PCA-Guided Quantile Sampling: Preserving Data Structure in Large-Scale Subsampling
Foo Hui-Mean, Yuan-chin Ivan Chang
TL;DR
PCA-QS introduces a principled, interpretable subsampling approach that preserves both the statistical distribution and geometric structure of large-scale data by guiding sampling with the leading principal components while keeping the original feature space intact. The method achieves theoretical guarantees, including uniform convergence of quantiles and fast decay of KL divergence, with a complementary slower but geometry-sensitive Wasserstein convergence due to reduced dimensionality.
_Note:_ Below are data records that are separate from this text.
PR #1548, opened 2016-02-19
Emphasize how to manually re-run setup.sh

paulproteus:
This hopefully minimizes confusion when people modify `setup.sh` but don't realize they need to re-run `provision` or `destroy && up`.


paulproteus:
I'm going to self-merge this since it's 100% docs.

Feedback welcome, especially from @zarvox.

See also https://github.com/sandstorm-io/vagrant-spk/pull/133

PR #1551, opened 2016-02-19
Persist the user's shrink-navbar choice into localStorage

### LINKED ISSUE #1525: Make hiding of vertical left-column panel (with grains list) sticky
It's awesome that the left-column panel with the grains list can be hidden with the left-arrow icon.

It would be awesomer if, once hidden, it stayed hidden across all apps until unhidden OR there was some other way to make it default to hidden.

I bring this up because I have a friend who uses his monitor in a 'portrait' configuration, and the left bar is causing him to feel grief about the amount of valuable horizontal screen real estate it's wasting.

I know the usecase is uncommon, but it seems like a fix wouldn't be too hard!

Thanks!

jparyani:
Fixes #1525

### DIFF
--- a/shell/lib/db-deprecated.js
+++ b/shell/lib/db-deprecated.js
@@ -74,6 +74,7 @@ if (Meteor.isServer) {
 if (Meteor.isClient) {
   Session.setDefault("shrink-navbar", false);
   globalGrains = new ReactiveVar([]);
+  Session.set("shrink-navbar", window.localStorage.getItem("shrink-navbar") === "true");
   globalTopbar = new SandstormTopbar(globalDb,
     {
       get() {
@@ -91,6 +92,7 @@ if (Meteor.isClient) {
       },
 
       set(value) {
+        window.localStorage.setItem("shrink-navbar", value);
         Session.set("shrink-navbar", value);
       },
     });


shell/lib/db-deprecated.js
```diff
@@ -74,6 +74,7 @@ if (Meteor.isServer) {
 if (Meteor.isClient) {
   Session.setDefault("shrink-navbar", false);
   globalGrains = new ReactiveVar([]);
+  Session.set("shrink-navbar", window.localStorage.getItem("shrink-navbar") === "true");
```
paulproteus: Will this be reactive? It seems like it wouldn't be, which would mean that different browser tabs would get out of sync on this, which is a little sad, but maybe that's life.

jparyani: No, and I guess it's theoretically possible to listen to `storage` events across your other tabs, but I'd say that's outside the scope of this quick fix. Another solution is to persist it into mongo as a user preference and get reactivity by means of that, but the discussion on #1525 seemed to decide that localStorage was best.

paulproteus: +1 to this getting merged

One day I might make it reactive to other tabs, but I think it's not a
showstopper.

PR #1553, opened 2016-02-20
Remove the SandstormBackend.runningGrains table.

### LINKED ISSUE #1550: "Grain no longer in use; shutting down" can sometimes happen even when the grain is in use
@mrdomino has been observing that sometimes Groove Basin grains spontaneously shut down even when they are in use.

To reproduce the problem:
 1. Open a private Groove Basin grain.
 2. Refresh your browser to get a new session.
 3. Start playing some music.
 4. Wait approximately 4.5 minutes.
 5. Notice that the stream has stopped and the grain log has a message reading "Grain no longer in use; shutting down"

The problem is that `gcSessions()` calls `supervisor.close()` on supervisor reference that is shared between multiple proxy objects, so later calls to `keepAlive()` fail with "capability closed".

Proposed fix in an upcoming pull request...

dwrensha:
Fixes #1550.

The `runningGrains` table allows us to avoid calling `Backend.startGrain()` in many cases. Because we currently call `waitPromise()` when we call `Backend.startGrain()`, that means that we avoid a round trip in those cases. However, the table is problematic in that can lead to separate `Proxy` objects holding the same reference to a supervisor. When one of those proxies closes, it calls `supervisor.close()`, invalidating the reference for everybody. Moreover, as far as I can tell, we don't actually need to wait for `startGrain()` to finish, and there's no harm in calling `startGrain()` on grains that are already started.

Narrower fixes to #1550 are possible, but this looks to me like a good opportunity to get rid of some cruft.

### DIFF
--- a/shell/packages/sandstorm-backend/sandstorm-backend.js
+++ b/shell/packages/sandstorm-backend/sandstorm-backend.js
@@ -51,7 +51,6 @@ SANDSTORM_ALTHOME = Meteor.settings && Meteor.settings.home;
 
 SandstormBackend = function (db, backendCap) {
   this._db = db;
-  this.runningGrains = {};
   this._backendCap = backendCap;
 };
 
@@ -66,7 +65,6 @@ SandstormBackend.prototype.deleteUser = function (userId) {
 SandstormBackend.prototype.shutdownGrain = function (grainId, ownerId, keepSessions) {
   if (!keepSessions) {
     Sessions.remove({ grainId: grainId });
-    delete this.runningGrains[grainId];
   }
 
   const grain = this._backendCap.getGrain(ownerId, grainId).supervisor;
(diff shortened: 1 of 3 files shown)


kentonv:
We still cache proxies by API token, right? So this won't cause startGrain() to be called for every request to the same API token? This is somewhat important because startGrain() (as well as getGrain()) on Oasis currently will incur two round trips to the storage service, the first of which obtains the user's entire grain list (which we'll fix eventually...), even if the grain is already running.

dwrensha:
Yeah, along with `proxiesByHostId`, we still have `proxiesByApiToken`.

When a grain is brought up to service a API requests, it will be shut down after 1.5 minutes unless there are also web sessions open and sending keepalives. We only call `startGrain()` when we initially start the grain and whenever we notice that it needs to be restarted, so at most once every 90 seconds.

Reading this code has just reminded me that we don't ever actually clean up the `proxiesByApiToken` table, except for when a token changes its permissions. That's a bug for a separate pull request, though.

dwrensha:
I'm still thinking about this.

With this change, basically every call to `openSession()` will incur two calls to `Backend.startGrain()`. Maybe we can do better...

kentonv:
Two calls to `startGrain()` in service of the same operation definitely sounds wrong...

dwrensha:
To be clear, the first call to `startGrain()` would be due to [this optimization](https://github.com/sandstorm-io/sandstorm/blob/929f2c7ecc7b6c38fe9089f8fa45dd6a52cca609/shell/packages/sandstorm-backend/sandstorm-backend.js#L294) and the second one would happen when the first request comes in. But yeah, if we're worried about the cost of `startGrain()`, this seems bad.

I'm open to further discussion, but I think I now prefer the immediate fix in #1557.

kentonv:
Hmm. Well, it's not a _huge_ concern, and the memory leak that is `runningGrains` is a concern in itself.

Could we modify `openSession` (in `proxy.js`) to pre-populate the `proxiesByHostId` table?

Otherwise I would probably say that Blackrock should temporarily cache results from startGrain() to fix the problem.

dwrensha:
> Could we modify openSession (in proxy.js) to pre-populate the proxiesByHostId table?

Done.

dwrensha:
The integration tests passed locally for me.

dwrensha:
Garply, retest this please

kentonv:
It looks like Garply is out of disk space.

PR #1554, opened 2016-02-20
Fix styling on sidebar shrink button and add :hover css

### LINKED ISSUE #1266: Sidebar arrow highlight on hover
This is a solution to @zarvox's suggestion that users may mistakenly click on the close grain button. 

- whole row highlights on hover (indicates action)
- row height increases to match grain height (harder to miss)
- highlight is somewhat subtle
newsidebar-hover

### LINKED ISSUE #1513: Sidebar collapse button is too small
Currently, the sidebar collapse button is exceedingly discreet and easy to miss (I did for a couple of weeks).

I went to the [original issue](https://github.com/sandstorm-io/sandstorm/issues/872) where the button was suggested, and it looks great on the screenshots with the custom "<", better than the arrow actually. But on the actual front-end it's just the character `<`, which doesn't look half as good as the larger glyph.

Replacing the plaintext `<` character with an SVG icon that looks closer to the original design intent would solve this.

jparyani:
Fixes #1513
Fixes #1266

### DIFF
--- a/shell/client/_geometry.scss
+++ b/shell/client/_geometry.scss
@@ -13,6 +13,6 @@ $topbar-height-desktop: 32px;
 $topbar-height-mobile: 48px;
 $navbar-width-desktop: 200px;
 $navbar-width-desktop-shrunk: 48px;
-$navbar-shrink-button-height: 24px;
+$navbar-shrink-button-height: 32px;
 
 $topbar-popup-padding: 10px;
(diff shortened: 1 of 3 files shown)


dwrensha:
The new glyphs are apparently not present on my system (OSX v10.11.3). The icon now looks like this in Firefox:

firefox

and like this in Chrome:

chrome

kentonv:
On my system, the new glyph looks like an up ad down arrow side-by-side.

Reverting.

PR #1556, opened 2016-02-20
Switch the default Vagrantfile to Debian

### LINKED ISSUE #263: make fails on ubuntu 14.04 in Vagrant

### LINKED ISSUE #544: "Vagrant up" should install linux deps automatically inside the new VM
I expect that when I first vagrant ssh into the new VM, I should already be able to have git, build-essential, and g++ installed in there. `./run-dev.sh` expects the latter 2 dependencies.

paulproteus:
Rationale:

- Close #263 for now because the build works on Debian, at least in theory

- Fewer things for us to support, since we already use this base box in vagrant-spk.

- Document how to install dependencies, allowing me to close #544 (by also
  overriding SERVER_USER)

- While we're at it, link to some docs.

### DIFF
--- a/Vagrantfile
+++ b/Vagrantfile
@@ -5,11 +5,8 @@
 VAGRANTFILE_API_VERSION = "2"
 
 Vagrant.configure(VAGRANTFILE_API_VERSION) do |config|
-  # We base ourselves off the trusty (Ubuntu 14.04) base box.
-  config.vm.box = "trusty64"
-
-  # The url from which to fetch that base box.
-  config.vm.box_url = "https://cloud-images.ubuntu.com/vagrant/trusty/current/trusty-server-cloudimg-amd64-vagrant-disk1.box"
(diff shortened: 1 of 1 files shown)


paulproteus:
Self-merging as this is 100% Vagrantfile.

It provides concrete guidelines for selecting the number of principal components and quantile bins, and demonstrates consistent superiority over simple random sampling across synthetic and real-world datasets, improving downstream model performance. The framework is shown to be scalable through randomized or incremental PCA and efficient quantile computation, making it practical for modern ML pipelines. These contributions position PCA-QS as a robust, scalable, and theoretically grounded solution for efficient data summarization in large-scale learning tasks.
Abstract
We introduce Principal Component Analysis guided Quantile Sampling (PCA QS), a novel sampling framework designed to preserve both the statistical and geometric structure of large scale datasets. Unlike conventional PCA, which reduces dimensionality at the cost of interpretability, PCA QS retains the original feature space while using leading principal components solely to guide a quantile based stratification scheme. This principled design ensures that sampling remains representative without distorting the underlying data semantics. We establish rigorous theoretical guarantees, deriving convergence rates for empirical quantiles, Kullback Leibler divergence, and Wasserstein distance, thus quantifying the distributional fidelity of PCA QS samples. Practical guidelines for selecting the number of principal components, quantile bins, and sampling rates are provided based on these results. Extensive empirical studies on both synthetic and real-world datasets show that PCA QS consistently outperforms simple random sampling, yielding better structure preservation and improved downstream model performance. Together, these contributions position PCA QS as a scalable, interpretable, and theoretically grounded solution for efficient data summarization in modern machine learning workflows.